WORK REQUEST — Lines with the word "rubocop" in them must be copied from the records below.

(Collected data)
= Beginning of Section =

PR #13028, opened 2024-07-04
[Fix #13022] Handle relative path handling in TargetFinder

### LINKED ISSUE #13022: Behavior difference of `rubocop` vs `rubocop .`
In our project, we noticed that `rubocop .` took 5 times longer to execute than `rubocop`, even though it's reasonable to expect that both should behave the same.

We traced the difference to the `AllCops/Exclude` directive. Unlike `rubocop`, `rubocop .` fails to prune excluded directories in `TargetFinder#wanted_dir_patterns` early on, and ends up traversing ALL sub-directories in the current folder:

= End of Section =

RESULT OF THIS EXERCISE —
### LINKED ISSUE #13022: Behavior difference of `rubocop` vs `rubocop .`
In our project, we noticed that `rubocop .` took 5 times longer to execute than `rubocop`, even though it's reasonable to expect that both should behave the same.
We traced the difference to the `AllCops/Exclude` directive. Unlike `rubocop`, `rubocop .` fails to prune excluded directories in `TargetFinder#wanted_dir_patterns` early on, and ends up traversing ALL sub-directories in the current folder:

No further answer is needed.